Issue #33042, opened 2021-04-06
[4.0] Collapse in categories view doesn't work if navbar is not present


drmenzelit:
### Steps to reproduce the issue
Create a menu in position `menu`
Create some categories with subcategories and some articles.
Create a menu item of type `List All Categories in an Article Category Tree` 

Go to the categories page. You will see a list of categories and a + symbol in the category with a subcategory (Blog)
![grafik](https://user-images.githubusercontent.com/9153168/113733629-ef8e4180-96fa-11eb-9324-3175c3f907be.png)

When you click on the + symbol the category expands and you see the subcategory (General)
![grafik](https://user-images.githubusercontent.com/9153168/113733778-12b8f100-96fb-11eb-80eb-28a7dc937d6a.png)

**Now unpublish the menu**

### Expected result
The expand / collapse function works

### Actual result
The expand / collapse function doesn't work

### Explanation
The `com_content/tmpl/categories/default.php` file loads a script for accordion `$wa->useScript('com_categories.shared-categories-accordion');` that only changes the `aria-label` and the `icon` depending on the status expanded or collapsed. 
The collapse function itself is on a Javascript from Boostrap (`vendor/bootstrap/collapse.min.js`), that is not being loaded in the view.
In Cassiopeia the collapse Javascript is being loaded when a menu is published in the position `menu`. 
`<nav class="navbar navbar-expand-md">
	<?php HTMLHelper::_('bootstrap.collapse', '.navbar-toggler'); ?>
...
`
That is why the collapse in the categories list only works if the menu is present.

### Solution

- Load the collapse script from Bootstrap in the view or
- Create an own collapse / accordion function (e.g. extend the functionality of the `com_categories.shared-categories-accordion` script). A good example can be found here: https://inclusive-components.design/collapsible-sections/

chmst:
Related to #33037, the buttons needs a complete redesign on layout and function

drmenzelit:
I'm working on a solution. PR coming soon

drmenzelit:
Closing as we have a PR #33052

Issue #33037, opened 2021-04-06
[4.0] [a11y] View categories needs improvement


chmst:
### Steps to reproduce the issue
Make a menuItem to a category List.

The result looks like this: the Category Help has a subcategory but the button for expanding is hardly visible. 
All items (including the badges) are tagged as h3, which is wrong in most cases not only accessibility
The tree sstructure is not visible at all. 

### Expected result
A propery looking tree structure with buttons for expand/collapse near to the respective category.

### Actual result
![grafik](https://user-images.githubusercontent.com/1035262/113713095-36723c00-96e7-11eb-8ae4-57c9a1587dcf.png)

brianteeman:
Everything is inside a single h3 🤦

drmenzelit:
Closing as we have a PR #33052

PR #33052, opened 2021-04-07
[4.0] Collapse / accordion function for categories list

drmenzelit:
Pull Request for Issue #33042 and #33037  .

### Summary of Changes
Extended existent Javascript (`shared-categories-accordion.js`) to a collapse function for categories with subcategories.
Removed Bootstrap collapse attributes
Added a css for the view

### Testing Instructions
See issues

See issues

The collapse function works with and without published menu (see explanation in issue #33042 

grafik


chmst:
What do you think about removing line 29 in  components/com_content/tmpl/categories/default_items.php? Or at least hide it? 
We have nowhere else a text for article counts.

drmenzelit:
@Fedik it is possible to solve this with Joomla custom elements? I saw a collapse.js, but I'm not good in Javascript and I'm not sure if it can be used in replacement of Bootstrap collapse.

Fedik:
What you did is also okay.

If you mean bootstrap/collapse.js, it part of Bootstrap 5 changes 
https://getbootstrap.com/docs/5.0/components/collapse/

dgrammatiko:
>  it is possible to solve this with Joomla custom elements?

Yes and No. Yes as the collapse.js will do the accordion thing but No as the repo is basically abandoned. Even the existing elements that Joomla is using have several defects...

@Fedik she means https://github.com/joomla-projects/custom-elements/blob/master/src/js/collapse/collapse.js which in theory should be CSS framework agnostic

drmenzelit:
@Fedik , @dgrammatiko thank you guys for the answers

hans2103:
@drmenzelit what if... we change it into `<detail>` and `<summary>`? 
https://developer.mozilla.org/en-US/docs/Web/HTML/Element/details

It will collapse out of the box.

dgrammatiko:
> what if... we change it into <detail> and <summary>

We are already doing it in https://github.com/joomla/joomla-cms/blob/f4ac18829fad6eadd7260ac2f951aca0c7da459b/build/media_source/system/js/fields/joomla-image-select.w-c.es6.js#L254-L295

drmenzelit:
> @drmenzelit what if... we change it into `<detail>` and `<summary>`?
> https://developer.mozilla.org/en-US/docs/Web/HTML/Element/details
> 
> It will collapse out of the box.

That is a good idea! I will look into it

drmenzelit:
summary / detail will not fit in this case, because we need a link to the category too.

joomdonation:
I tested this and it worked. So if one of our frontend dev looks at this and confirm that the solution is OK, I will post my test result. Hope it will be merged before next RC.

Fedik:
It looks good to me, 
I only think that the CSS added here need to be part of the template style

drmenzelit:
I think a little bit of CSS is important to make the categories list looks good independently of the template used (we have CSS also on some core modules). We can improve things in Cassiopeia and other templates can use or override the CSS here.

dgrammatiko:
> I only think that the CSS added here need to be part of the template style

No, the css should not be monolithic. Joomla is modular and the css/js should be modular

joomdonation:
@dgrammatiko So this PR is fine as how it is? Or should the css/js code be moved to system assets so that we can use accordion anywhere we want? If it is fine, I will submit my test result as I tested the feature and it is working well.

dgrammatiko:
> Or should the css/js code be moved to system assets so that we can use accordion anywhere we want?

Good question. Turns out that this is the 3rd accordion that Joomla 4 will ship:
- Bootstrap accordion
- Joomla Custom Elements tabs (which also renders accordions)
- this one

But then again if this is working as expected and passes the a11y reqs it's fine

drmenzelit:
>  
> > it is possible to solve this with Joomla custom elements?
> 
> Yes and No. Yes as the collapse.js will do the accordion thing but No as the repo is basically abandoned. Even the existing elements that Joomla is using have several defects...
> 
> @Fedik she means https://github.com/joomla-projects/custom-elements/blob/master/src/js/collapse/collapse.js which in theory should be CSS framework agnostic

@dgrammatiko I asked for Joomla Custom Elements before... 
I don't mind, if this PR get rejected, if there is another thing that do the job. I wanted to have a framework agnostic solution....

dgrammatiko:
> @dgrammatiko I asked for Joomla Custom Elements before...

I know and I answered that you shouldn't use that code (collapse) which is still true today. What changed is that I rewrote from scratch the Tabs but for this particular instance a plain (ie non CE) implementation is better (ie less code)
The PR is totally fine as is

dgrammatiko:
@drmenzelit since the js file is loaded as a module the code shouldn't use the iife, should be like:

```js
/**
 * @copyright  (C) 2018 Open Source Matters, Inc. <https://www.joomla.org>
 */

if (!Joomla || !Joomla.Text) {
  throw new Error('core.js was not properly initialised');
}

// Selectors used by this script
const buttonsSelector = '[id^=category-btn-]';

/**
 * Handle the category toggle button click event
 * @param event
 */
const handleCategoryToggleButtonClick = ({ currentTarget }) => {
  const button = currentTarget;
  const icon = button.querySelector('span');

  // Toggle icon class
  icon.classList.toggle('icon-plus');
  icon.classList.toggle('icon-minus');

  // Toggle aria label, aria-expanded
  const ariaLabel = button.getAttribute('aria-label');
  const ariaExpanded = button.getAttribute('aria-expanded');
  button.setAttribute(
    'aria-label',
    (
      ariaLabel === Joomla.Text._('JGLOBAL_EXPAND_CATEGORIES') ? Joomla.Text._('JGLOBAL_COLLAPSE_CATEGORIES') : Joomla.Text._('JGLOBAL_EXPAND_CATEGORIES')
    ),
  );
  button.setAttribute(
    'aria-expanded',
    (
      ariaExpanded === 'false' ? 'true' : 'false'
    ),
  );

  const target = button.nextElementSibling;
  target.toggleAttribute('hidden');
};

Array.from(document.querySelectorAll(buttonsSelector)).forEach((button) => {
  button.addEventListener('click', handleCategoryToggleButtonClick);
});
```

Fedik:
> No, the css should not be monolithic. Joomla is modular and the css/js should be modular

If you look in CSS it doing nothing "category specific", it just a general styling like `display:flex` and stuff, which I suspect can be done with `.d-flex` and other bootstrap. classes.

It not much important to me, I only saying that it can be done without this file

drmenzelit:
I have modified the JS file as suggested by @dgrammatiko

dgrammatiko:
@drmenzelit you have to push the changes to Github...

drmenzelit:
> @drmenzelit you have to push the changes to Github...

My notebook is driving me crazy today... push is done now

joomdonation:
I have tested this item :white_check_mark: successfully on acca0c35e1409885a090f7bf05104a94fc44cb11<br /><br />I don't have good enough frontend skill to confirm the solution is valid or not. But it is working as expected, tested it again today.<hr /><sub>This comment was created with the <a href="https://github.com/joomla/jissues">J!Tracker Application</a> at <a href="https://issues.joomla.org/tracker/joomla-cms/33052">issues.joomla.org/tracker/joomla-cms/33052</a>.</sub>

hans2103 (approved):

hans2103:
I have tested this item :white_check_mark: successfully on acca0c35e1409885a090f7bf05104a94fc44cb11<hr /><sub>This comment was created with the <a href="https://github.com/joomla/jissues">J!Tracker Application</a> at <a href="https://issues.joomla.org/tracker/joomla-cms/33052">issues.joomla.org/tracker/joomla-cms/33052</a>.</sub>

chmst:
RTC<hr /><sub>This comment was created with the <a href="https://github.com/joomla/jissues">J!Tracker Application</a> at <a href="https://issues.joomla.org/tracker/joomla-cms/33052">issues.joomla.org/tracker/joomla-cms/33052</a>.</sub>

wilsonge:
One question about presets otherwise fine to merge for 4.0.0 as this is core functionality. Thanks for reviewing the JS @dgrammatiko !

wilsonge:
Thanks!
------------
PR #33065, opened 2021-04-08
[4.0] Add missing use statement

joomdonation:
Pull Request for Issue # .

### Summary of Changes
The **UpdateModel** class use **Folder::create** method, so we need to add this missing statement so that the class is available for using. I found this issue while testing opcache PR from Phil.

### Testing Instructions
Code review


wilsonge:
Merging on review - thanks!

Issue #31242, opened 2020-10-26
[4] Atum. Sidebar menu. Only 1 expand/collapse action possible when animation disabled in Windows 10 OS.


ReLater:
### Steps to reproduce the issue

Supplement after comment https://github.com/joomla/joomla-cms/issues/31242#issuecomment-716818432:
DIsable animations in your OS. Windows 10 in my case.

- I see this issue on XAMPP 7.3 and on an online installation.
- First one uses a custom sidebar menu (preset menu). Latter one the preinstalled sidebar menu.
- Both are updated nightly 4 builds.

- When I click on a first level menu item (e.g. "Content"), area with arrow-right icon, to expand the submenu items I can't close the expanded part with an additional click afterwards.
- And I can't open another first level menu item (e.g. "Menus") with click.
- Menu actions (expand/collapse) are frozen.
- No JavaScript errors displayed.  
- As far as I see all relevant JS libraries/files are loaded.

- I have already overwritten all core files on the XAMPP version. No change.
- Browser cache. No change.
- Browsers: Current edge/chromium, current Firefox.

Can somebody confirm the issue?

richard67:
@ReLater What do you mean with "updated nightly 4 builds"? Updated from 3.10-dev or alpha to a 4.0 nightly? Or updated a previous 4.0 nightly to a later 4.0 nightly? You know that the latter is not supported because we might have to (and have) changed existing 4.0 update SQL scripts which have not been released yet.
------------
--- Your assignment ---
Nothing but the lines holding the word "know" should be returned from the listing above.

--- Reply ---
I know and I answered that you shouldn't use that code (collapse) which is still true today. What changed is that I rewrote from scratch the Tabs but for this particular instance a plain (ie non CE) implementation is better (ie less code)
@ReLater What do you mean with "updated nightly 4 builds"? Updated from 3.10-dev or alpha to a 4.0 nightly? Or updated a previous 4.0 nightly to a later 4.0 nightly? You know that the latter is not supported because we might have to (and have) changed existing 4.0 update SQL scripts which have not been released yet.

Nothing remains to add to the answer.